CHOOSE TO PLEASE GOD

Many times we develop resentment and end up hating the people who hurt us. Joseph did not see his rejection as human initiated but saw God’s plan in that experience (Genesis 50:20). Some after they prosper, it becomes a platform to prove a point and inhumanly treats others. David could have put Saul’s army and family into a difficult and painful experience (1 Samuel 24:1-22). Still, instead, he remained very kind and gave out everything that belonged to Saul to his grandchild Mephibosheth (2Samuel 9:6-7). Jesus forgave and reunited with his disciples after deserting him on the cross (John 20:19-23). He did not hold any grudge, and we are called to act similarly—purpose to honour God even in rejection. 

DON’T GIVE IN TO PEOPLE’S DEMANDS

Many have been tempted to do evil things so that they don’t suffer rejection. Some of your friends might pressure you into the ungodly way of life. It could be running away from your marriage, ending that relationship, avenging yourself and so on. Remain assertive in such situations and stand for what is truthful and admirable. What honours God might dishonour them or even be undesirable to people or even fail to appeal to you as an individual, but then there lies a decision on whom to pledge your allegiance. Stand on the principles of God’s Word, seek restoration with those who left you. They may learn from you and live to treat others well, but if you reject them in return, you may deny God an opportunity to glorify himself (Genesis 50:20).

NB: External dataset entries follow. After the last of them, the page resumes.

PR #8592, opened 2023-09-18
feat(pubsub): add opentelemetry tracing

hongalex:

PR #9594, opened 2024-03-15
feat(pubsub): add otel tracing with links

hongalex:
This replace #8592 and adds the missing subscribe side spans + updates the publish side spans to match our most recent design

- [x] Use links instead of parent/child spans for batch RPC operations
- [x] Align spans names with most recent OpenTelemetry messaging semantic conventions
- [x] Align attributes to most recent messaging semconv
- [x] Add subscribe side integration tests
- [x] Fix integration tests to use span ID generator
- [x] Integrate the newly added AddLinks API to get bidirectional links

Note: this PR uses an experimental golang.org/x/exp/slices package, which was added in go 1.21. This also depends on OpenTelemetry v1.28.0, which requires go 1.21 or higher. This PR will have failing `vet.sh` checks, but should be merged into the base branch, `pubsub-otel-trace`. That branch instead should wait on bumping the min go version before merging.


pubsub/iterator.go
```diff
@@ -123,12 +132,16 @@ func newMessageIterator(subc *vkit.SubscriberClient, subName string, po *pullOpt
 	pingTicker := time.NewTicker(30 * time.Second)
 	cctx, cancel := context.WithCancel(context.Background())
 	cctx = withSubscriptionKey(cctx, subName)
+
+	subID := strings.Split(subName, "/")[3]
```
shollyman, line 136: Two questions:

* Why normalize the subscription ID at all?  Are there concerns about metric collisions because the subscription won't be fully qualified?

* Is this expectation safe, or are there cases where we might have atypical subscription IDs?  Is `len(a)-1` a better idx value to always grab the last element?

pubsub/iterator.go
```diff
@@ -96,6 +101,10 @@ type messageIterator struct {
 	eoMu                      sync.RWMutex
 	enableExactlyOnceDelivery bool
 	sendNewAckDeadline        bool
+
+	enableTracing bool
+	// This maps trace parent spans to ackIDs, used for otel tracing.
```
shollyman, line 106: Given we don't get declare type via explicit initialization, maybe clarify the types for keys and values stored here?  Comment seems to implies the opposite of actual use (span->ackid vs ackid->span).

Also, do we need to worry about growth of this map, or are we guaranteed to always process the LoadAndDelete for all ackids?  Is any kind of LRU handling needed to terminate abandoned spans?

shollyman (commented):
A couple of initial comments.  I haven't gone too deep as I'm not super familiar here.

pubsub/iterator.go
hongalex: 1. SubscriptionID is preferred over the fully qualified name for ease of viewing in traces. For example, the span name "otel-subscription process" shows up nicer than "projects/my-project/subscriptions/otel-subscription process" in Cloud Trace. For metrics, we plan to use the fully qualified name.
2. It probably doesn't hurt to use your suggestion, though I'll probably abstract it away in a helper function. Thanks for the suggestion.

pubsub/iterator.go
hongalex: Fixed the comment, and good catch. It maps ackIDs (strings) -> spans (trace.Span)

This map is periodically cleaned up similar to the pending `keepAliveDeadlines` map that was used before. There's a background thread that occasionally purges expired messages.

pubsub/iterator.go
```diff
@@ -490,30 +531,57 @@ func (it *messageIterator) sendAck(m map[string]*AckResult) {
...
-			_, toRetry := processResults(st, resultsByAckID, md)
-			if len(toRetry) > 0 {
-				// Retry acks in a separate goroutine.
-				go func() {
-					it.retryAcks(toRetry)
-				}()
+			ctx := context.Background()
+			var ackSpan trace.Span
+			if it.enableTracing {
+				ctx, ackSpan = startSpan(context.Background(), ackSpanName, it.subID, trace.WithLinks(links...))
```
jameshartig, line 555: Related to https://github.com/googleapis/google-cloud-go/issues/4665#issuecomment-2045382803 can you store the parentSpan's context in a variable and use it here?

pubsub/iterator.go
```diff
@@ -523,48 +591,94 @@ func (it *messageIterator) sendAck(m map[string]*AckResult) {
...
+
+		// Use of anonymous local function allows span.End to be deferred to end of each loop.
+		func() {
+			numBatch := len(toSend)
+			links := make([]trace.Link, 0, numBatch)
 			for _, ackID := range toSend {
-				resultsByAckID[ackID] = m[ackID]
+				if it.enableTracing {
+					// get the parent span context for this ackID for otel tracing.
+					s, _ := it.activeSpans.Load(ackID)
```
jameshartig, line 629: Should this be `LoadAndDelete` when `isNack`? You're only deleting in `handleKeepAlives` but if the message is nack'd then it's deleted from `keepAliveDeadlines` and won't ever be removed from the sync.Map.

pubsub/iterator.go
```diff
@@ -523,48 +591,94 @@ func (it *messageIterator) sendAck(m map[string]*AckResult) {
...
-				// Retry modacks/nacks in a separate goroutine.
-				go func() {
-					it.retryModAcks(toRetry, deadlineSec, logOnInvalid)
-				}()
+				st, md := extractMetadata(err)
+				_, toRetry := processResults(st, resultsByAckID, md)
+				if len(toRetry) > 0 {
+					// Retry modacks/nacks in a separate goroutine.
+					go func() {
+						it.retryModAcks(toRetry, deadlineSec, logOnInvalid)
```
jameshartig, line 677: retryModAcks aren't traced, should they be?

pubsub/iterator.go
```diff
@@ -490,30 +531,57 @@ func (it *messageIterator) sendAck(m map[string]*AckResult) {
...
-				// Retry acks in a separate goroutine.
-				go func() {
-					it.retryAcks(toRetry)
-				}()
+			ctx := context.Background()
+			var ackSpan trace.Span
+			if it.enableTracing {
+				ctx, ackSpan = startSpan(context.Background(), ackSpanName, it.subID, trace.WithLinks(links...))
+				defer ackSpan.End()
+				ackSpan.SetAttributes(semconv.MessagingBatchMessageCount(numBatch),
```
jameshartig, line 557: Can you add `semconv.MessagingSystemKey.String("pubsub")` and `semconv.MessagingDestinationName(it.subID)` here and to the other spots?

pubsub/subscription.go
```diff
@@ -1387,23 +1417,52 @@ func (s *Subscription) Receive(ctx context.Context, f func(context.Context, *Mes
...
+									eventString = eventNackCalled
+								}
+								ps.AddEvent(eventString)
+								ps.SetAttributes(semconv.MessagingOperationProcess)
+								ps.End()
+								old(ackID, ack, r, receiveTime)
+							}
+						}
+						defer fc.release(otelCtx, msgLen)
+						f(ctx2, m)
```
jameshartig, line 1461: Could this function get sent a context from the `startSpan(otelCtx, processSpanName, s.ID())` ideally we'd have our handler get a context with a span that originated from the process span.

pubsub/iterator.go
jameshartig: That makes sense!

hongalex:
The recent changes from fixing the memory leaks now can result in the application crashing because of a `nil` panic, which happens when a message is acked but already expired and removed from the `activeSpans` map. Will need to cut a release since the previous release is unstable.

VladimirYushkevich:
@hongalex , thanks a lot for adding trace support for pubsub. I tried `cloud.google.com/go/pubsub@v1.37.0-beta.otel.trace2` and have question related to span with [publishMessageBundle](https://github.com/googleapis/google-cloud-go/pull/9594/files#diff-f8e9c2b01fa6ad467fd0d2e77cf8c69531f89ca90f48c127e537c7681ddc764cR956) `code.function` (or `{topicID} publish` name). For some reason it has no parent. It looks wired because `code.function: Publish` (or `{topicID} create` name)  is correctly assigned to my manually created span. Bellow I provide a screenshots of my issue:

**trace=6835bec8eafcfa19e76a02286d4b1f90** my manually created span with `{topicID} create` as a child span:

Screenshot 2024-05-07 at 19 21 32
**trace=777db2f85da93d8cd5dd09c917ffa9b1** `{topicID} publish` span without parent(only with auto instrumented `google.pubsub.v1.Publisher/Publish` child):

Screenshot 2024-05-07 at 19 28 04

I would expect to see `google.pubsub.v1.Publisher/Publish` as a child for `trace=6835bec8eafcfa19e76a02286d4b1f90` before or after `publisher batching` span.

hongalex:
@VladimirYushkevich Yeah so that is intentional. The reason is because the `create` span is only associated with a single message, whereas the `publish` span is a batched span (many messages are batched into a single publish RPC). Tracing requires each span to only have a single parent, so it's not currently possible to have the `publish` span be considered in multiple message traces. Thus, it doesn't have a parent. I will be adding support for SpanLinks though, where the `create` span will have a Link to the `publish` span.

pubsub/trace.go
```diff
@@ -306,71 +306,124 @@ func (c messageCarrier) Keys() []string {
...
 }
 
+// injectPropagation injects context data into the Pub/Sub message's Attributes field.
+func injectPropagation(ctx context.Context, msg *Message) {
+	// only inject propagation if a valid span context was detected.
+	if trace.SpanFromContext(ctx).SpanContext().IsValid() {
+		if msg.Attributes == nil {
+			msg.Attributes = make(map[string]string)
+		}
+		propagation.TraceContext{}.Inject(ctx, newMessageCarrier(msg))
```
GoosvandenBekerom, line 316: Any specific reason you use `propagation.TraceContext{}` here instead of `otel.GetTextMapPropagator()`?

I have a feeling this could benefit from using the global propagator that services likely already have wired for other tracing use cases.

GoosvandenBekerom: For example: in our company we also wire up `propagation.Baggage{}`

hongalex: Thanks for bringing this up. It's definitely we've considered, but opted out of using the global propagator because:
1. We want to reduce the chances of user error, where someone forgets to set the propagator and context propagation breaks 
2. Currently attributes are injected into the message attributes, with the  `googclient_` prefix. These attributes have to be reserved, and passing in an undefined `googclient_foo` attribute will result in an error.

We may consider changing the propagator to a composite propagator that includes baggage in the future. This is a non-breaking change, even for users that use a combination of composite (new) and non-composite (old) propagators.

VladimirYushkevich:
> @VladimirYushkevich Yeah so that is intentional. The reason is because the `create` span is only associated with a single message, whereas the `publish` span is a batched span (many messages are batched into a single publish RPC). Tracing requires each span to only have a single parent, so it's not currently possible to have the `publish` span be considered in multiple message traces. Thus, it doesn't have a parent. I will be adding support for SpanLinks though, where the `create` span will have a Link to the `publish` span.

@hongalex , does [this](https://github.com/googleapis/google-cloud-go/pull/9594/commits/a6b724ab32b09749852064938e7714aefcd15335) commit address my issue for missing batched `publish` span?

pubsub/iterator.go
```diff
@@ -639,35 +643,33 @@ func (it *messageIterator) sendAck(m map[string]*AckResult) {
...
 				semconv.CodeFunction("sendAck"))
 
-			for _, s := range subscribeSpans {
-				s.AddLink(trace.Link{
-					SpanContext: ackSpan.SpanContext(),
-					Attributes: []attribute.KeyValue{
-						semconv.MessagingOperationName(ackSpanName),
-					},
-				})
+			if ackSpan.SpanContext().IsSampled() {
```
jameshartig, line 664: Just curious what the reasoning was for checking this. Is there an issue with linking to a span that isn't sampled? Not that this is a lot of code either way.

hongalex: In Cloud Trace, the link icon appears on the span, but it links to a NOT_FOUND page, which is poor UX in my opinion. We should only create links to spans that are actually sampled.

pubsub/iterator.go
```diff
@@ -552,27 +601,32 @@ func (it *messageIterator) sendAckWithFunc(m map[string]*AckResult, ackFunc ackF
...
+					_, toRetry := processResults(st, resultsByAckID, md)
+					if len(toRetry) > 0 {
+						// Retry acks/modacks/nacks in a separate goroutine.
+						go func() {
+							retryAckFunc(toRetry)
+						}()
+					}
 				}
 			}
+
```
feywind, line 629: Added space on purpose?

pubsub/iterator.go
```diff
@@ -598,13 +690,73 @@ func (it *messageIterator) sendAck(m map[string]*AckResult) {
...
+						defer subscribeSpan.End()
+						defer subscribeSpan.SetAttributes(attribute.String(resultAttribute, resultNacked))
+					}
+					subscribeSpan.AddEvent(eventStart, trace.WithAttributes(semconv.MessagingBatchMessageCount(len(ackIDs))))
+					defer subscribeSpan.AddEvent(eventEnd)
+					links = append(links, trace.Link{SpanContext: subscribeSpan.SpanContext()})
+				}
+			}
+		}
+		var mSpan trace.Span
```
feywind, line 730: I wonder if you could just put this `var` inside the `if` to make one long `enableTracing`.

pubsub/trace.go
```diff
@@ -306,71 +306,118 @@ func (c messageCarrier) Keys() []string {
...
-	numBatchedMessagesAttribute = "messaging.pubsub.num_messages_in_batch"
-	orderingAttribute           = "messaging.pubsub.ordering_key"
+	gcpProjectIDAttribute    = "gcp.project_id"
+	pubsubPrefix             = "messaging.gcp_pubsub."
+	orderingAttribute        = pubsubPrefix + "message.ordering_key"
+	deliveryAttemptAttribute = pubsubPrefix + "message.delivery_attempt"
+	eosAttribute             = pubsubPrefix + "exactly_once_delivery"
+	ackIDAttribute           = pubsubPrefix + "message.ack_id"
+	resultAttribute          = pubsubPrefix + "result"
+	receiptModackAttribute   = pubsubPrefix + "is_receipt_modack"
```
feywind, line 360: I like the way you've done this. I should restructure some of this in the Node implementation.

feywind (approved):
Overall, this looks pretty good :) I need to catch up now...

pubsub/subscription.go
```diff
@@ -1372,9 +1388,32 @@ func (s *Subscription) Receive(ctx context.Context, f func(context.Context, *Mes
...
 					msg := msg
-					// TODO(jba): call acquire closer to when the message is allocated.
+					iter.eoMu.RLock()
+					ackh, _ := msgAckHandler(msg, iter.enableExactlyOnceDelivery)
+					iter.eoMu.RUnlock()
+					// otelCtx is used to relate the main subscribe span to the other subspans in the subscribe side.
+					// We don't want to override the ctx passed into Receive, which is necessary for user-initiated cancellations.
+					// This context is passed into the callback (regardless of if tracing is enabled). Thus, it shadows ctx2 so
+					// the callback is cancellable.
+					otelCtx := ctx2
```
shollyman, line 1401: Should this constructed via context.WithCancel or similar?

pubsub/iterator.go
```diff
@@ -309,6 +328,24 @@ func (it *messageIterator) receive(maxToPull int32) ([]*Message, error) {
...
 			}
 		}
+
+		if it.enableTracing {
+			ctx := context.Background()
+			if m.Attributes != nil {
+				ctx = propagation.TraceContext{}.Extract(ctx, newMessageCarrier(m))
+			}
+			attr := getSubscriberOpts(it.projectID, it.subID, m)
+			_, span := startSpan(ctx, subscribeSpanName, it.subID, attr...)
```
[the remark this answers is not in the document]
hongalex: The custom `startSpan` just alleviates the need to call `fmt.Sprintf` for a few spans (create, subscribe, process) since those need to include the topic/subscriptionID. It's probably not necessary for all spans, and I could just call tracer().Start for most spans if necessary.

The extraction only happens once since this is the only place where the process boundary is crossed (publish ->subscribe). Do you think it's worth creating a custom utility function for this purpose? I suppose it would make the testing easier.

I don't use the new context since I don't want the parent/child relationship in most places.

pubsub/iterator.go
```diff
@@ -552,27 +601,32 @@ func (it *messageIterator) sendAckWithFunc(m map[string]*AckResult, ackFunc ackF
 		wg.Add(1)
 		go func(toSend []string) {
 			defer wg.Done()
+			ctx := context.Background()
```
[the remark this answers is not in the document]
hongalex: This is actually supposed to be explicitly context.Background(), see comment below. I probably didn't need to extract this into a variable though, so I'll revert it back to the inline way as before.

pubsub/service.go
```diff
@@ -130,3 +130,14 @@ func newExactlyOnceBackoff() gax.Backoff {
...
 	}
 }
+
+// parseResourceName parses the project and resource ID from a fully qualified name.
+// For example, "projects/p/topics/my-topic" -> "p", "my-topic"
+func parseResourceName(fqn string) (string, string) {
+	s := strings.Split(fqn, "/")
+	// Some tests don't use FQN, in which case return empty projectID.
+	if len(s) == 1 {
+		return "", s[0]
```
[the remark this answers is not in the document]
hongalex: Not for tests, since we're instantiating the `iterator` directly via [newMessageIterator](https://github.com/hongalex/google-cloud-go/blob/pubsub-otel-trace-links/pubsub/iterator_test.go#L552) We should probably change the tests to use an actual project. If that's preferred, I can make that change and remove the check here.

pubsub/subscription.go
hongalex: I'm not sure when we would need to call `cancel` on this. Are you suggesting that we should add the cancel and then check that `otelCtx.Done()` is called?

pubsub/iterator.go
```diff
@@ -309,6 +329,24 @@ func (it *messageIterator) receive(maxToPull int32) ([]*Message, error) {
...
+			}
+			attr := getSubscriberOpts(it.projectID, it.subID, m)
+			_, span := startSpan(ctx, subscribeSpanName, it.subID, attr...)
+			span.SetAttributes(
+				attribute.Bool(eosAttribute, it.enableExactlyOnceDelivery),
+				attribute.String(ackIDAttribute, ackID),
+				semconv.MessagingBatchMessageCount(len(msgs)),
+				semconv.CodeFunction("receive"),
+			)
+			if span.SpanContext().IsSampled() {
```
jameshartig, line 346: I've been trying to diagnose broken traces and I believe this is the problem. Let's say we have a trace that's `HTTP -> RPC -> Pub/Sub Publish -> Pub/Sub Receive` and it's not sampled because in `HTTP` we sample at 0.1% which means when it gets to here it won't be stored in `activeSpans`.

Later in `*Subscription.Receive` it does `c, ok := iter.activeSpans.Load(ackh.ackID)` and then re-creates a context with the originally-received span but since it wasn't in `activeSpans` it will end up with a span-less context. This means when our handler gets the context and creates a new span it has no context and hits our sampler which might choose to sample it.

This results in spans that seem to start with our handler out of nowhere rather than connecting back to the original `HTTP` span.

hongalex: > This means when our handler gets the context and creates a new span it has no context and hits our sampler which might choose to sample it.

Hm, this is a good point. I originally envisioned it wasn't necessary to store the span contexts of non-sampled spans, since if you use Parent based sampling, none of these spans would be useful. I forgot this is necessary to propagate the `IsSampled == false` status to the handler. Let me remove this check and always store the span contexts even for `IsSampled == false` spans.

pubsub/subscription.go
shollyman: I'm just having trouble following the contexts in use here properly, since you reassign the root ctx2 span to otelCtx each iteration.  For the cases where you don't create  a new span, do any of the usages taint the ctx2 in any way?  There's also https://pkg.go.dev/context#WithoutCancel but I'm not sure that's any better here.

hongalex: > For the cases where you don't create a new span, do any of the usages taint the ctx2 in any way?

No, this doesn't. The assignment of `otelCtx := ctx2` is to create a separate copy of the original context per message (aka per iteration). Modifying `otelCtx` in these cases does not affect the original `ctx2` in any way. This can be demonstrated via a toy example: https://go.dev/play/p/OgTdAcWyy_h

We don't want to use `WithoutCancel` since we want to pass the cancellation signal for ctx2's cancel into the user callback. This is the existing behavior.

shollyman (approved):
Approving this.  Most of my feedback is derived from my less frequent interactions with this client, and the PR itself includes testing and benchmarking for the status quo.

jameshartig:
@hongalex can we get another pre-release of this for testing?

hongalex:
> @hongalex can we get another pre-release of this for testing?

Yeah, I created another release:

`go get cloud.google.com/go/pubsub@v1.42.0-beta.otel.trace`

This doesn't contain changes for configuring num callbacks, but I'll update that branch to pull in changes from here as well.

jameshartig:
Thanks!

> This doesn't contain changes for configuring num callbacks, but I'll update that branch to pull in changes from here as well.

That's okay for now, we have another application where we can test the traces without needing to configure num callbacks.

EXTEND GOD’S LOVE AND ACCEPTANCE

It is one thing to be treated the way we wouldn’t love and another to treat others well. God desires that you love and accept people unconditional as he does with us (Ephesians 5:1-2). Therefore, don’t take people through the painful path you have walked. Instead, treat people as you would have loved to be treated (Matthew 22:39). If issues hold you back from showing kindness, ask God to come through and help (Ephesians 4:32).

CONCLUSION

Rejection is real and a tough thing to handle. However, we can overcome this as we seek to please God ad to abide by his Word. We choose who to define us and who to follow. Resolve to honour God in every circumstance. Treat humanity with God as God loved humanity and even sent his own Son to save us.